Ricoeur (1913-2005) |
O conceito de esquecimento ligado ao apagamento de rastros em Paul Ricoeur (2008)
permite ao historiador um instrumento teórico para analisar o abuso do
esquecimento diretamente ligado ao campo das relações de poder, de interesse na
lembrança, de rememoração e da imposição de uma memória sobre as demais. Pois, “o
que lembramos com o nome de acontecimentos fundadores são essencialmente atos
violentos legitimados posteriormente por um Estado de direito precário,
legitimados, no limite, por sua própria antiguidade, por sua vetustez. Assim,
os mesmos acontecimentos podem significar glória para uns e humilhação para
outros” (p. 95). Sob esta perspectiva, é possível que os enunciados de Ricoeur
sejam estendidos para o estudo das narrativas que marcam o tropicalismo e seus
principais expoentes, haja vista que na narrativa existe a impossibilidade de
recuperação total da memória e, portanto, ali nela constarão os filtros de seleção
de acontecimentos e de explicações que favorecem
mais uns que outros.
Referências:
DURKHEIM, Émile.
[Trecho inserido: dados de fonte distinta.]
PR #588, opened 2023-06-23
fix initial state

DmytroHryshyn:


src/data/index.ts
```diff
@@ -7,11 +7,32 @@ import { Memento } from 'vscode';
...
+	const parsedState: Record<string, unknown> = {};
+
+	try {
+		const rawState = JSON.parse(serializedState);
+
+		Object.keys(rawState).forEach((key) => {
+			parsedState[key] = JSON.parse(rawState[key]);
+		});
+	} catch (e) {
+		console.log(e);
```
grzpab, line 23: `console.error`

src/data/index.ts
```diff
@@ -7,11 +7,32 @@ import { Memento } from 'vscode';
...
+const PERSISTANCE_KEY = 'compressedRoot';
+
+const deserializeState = (serializedState: string) => {
+	const parsedState: Record<string, unknown> = {};
+
+	try {
+		const rawState = JSON.parse(serializedState);
+
+		Object.keys(rawState).forEach((key) => {
+			parsedState[key] = JSON.parse(rawState[key]);
```
grzpab, line 20: hmm, can you explain why that's needed?

src/data/index.ts
```diff
@@ -35,12 +56,26 @@ const buildStore = (workspaceState: Memento) => {
...
+	const deserializedState = deserializeState(initialState);
+
+	const decodedState = persistedStateCodecNew.decode(deserializedState);
+
+	// should never happen because of codec fallback
+	if (decodedState._tag !== 'Right') {
+		throw new Error('Invalid state');
+	}
+
+	console.log(decodedState.right);
```
grzpab, line 71: can you remove this line?

src/data/index.ts
```diff
@@ -7,11 +7,32 @@ import { Memento } from 'vscode';
...
+		console.log(e);
+	}
+
+	return parsedState;
+};
+
+const buildStore = async (workspaceState: Memento) => {
+	const storage = new MementoStorage(workspaceState);
+
 	const persistedReducer = persistReducer(
```
grzpab, line 32: do we need the `persistReducer` anymore? only for writes, am I right?

src/data/index.ts
DmytroHryshyn: this is needed because `redux-persist` stores each property as a string, so you need to parse the state object, and then parse each field

DmytroHryshyn: link: https://github.com/rt2zz/redux-persist/blob/d8b01a085e3679db43503a3858e8d4759d6f22fa/src/getStoredState.ts#L28

src/data/index.ts
DmytroHryshyn: we still need it, and we still need hydration action to be fired, otherwise persisting does not work. i think its because it relies on `persisted` flag, but i need to check it. in future we can think about removing this library at all and just subscribe to store and write directly to memento when soemthing chnages.

src/data/index.ts
grzpab: @DmytroHryshyn does it mean we need to do this recursively, or just one level?

DmytroHryshyn: only one level

grzpab (approved):

PR #593, opened 2023-06-23
split renderer

DmytroHryshyn:
-separate nodeRenderer component to 2 components: Codemod and Directory 
-removes a lot of conditions, improves readability, increase performance because resizing hook and logic is now only within Codemod component, and Directory is small and memoized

Sociologia. Org. da coletânea
José A. Rodrigues. São Paulo: Ática, 1981.
HALBWACHS, Maurice. A memória coletiva. São Paulo: Centauro, 2006.
LE GOFF, Jacques. História e memória. Campinas: Ed. Unicamp, 2003.
NAPOLITANO, Marcos. Tropicalismo: as relíquias do
Brasil em debate. Revista Brasileira de
História. São Paulo, vol. 18, nº 35, online, 1998.
POLLAK, Michel. Memória, esquecimento, silêncio. Revista Estudos Históricos. Rio de
Janeiro, vol. 02, nº 03, p. 03-15, 1989.
RICOEUR, Paul.
A memória, a história, o esquecimento. Campinas: Ed. Unicamp, 2007.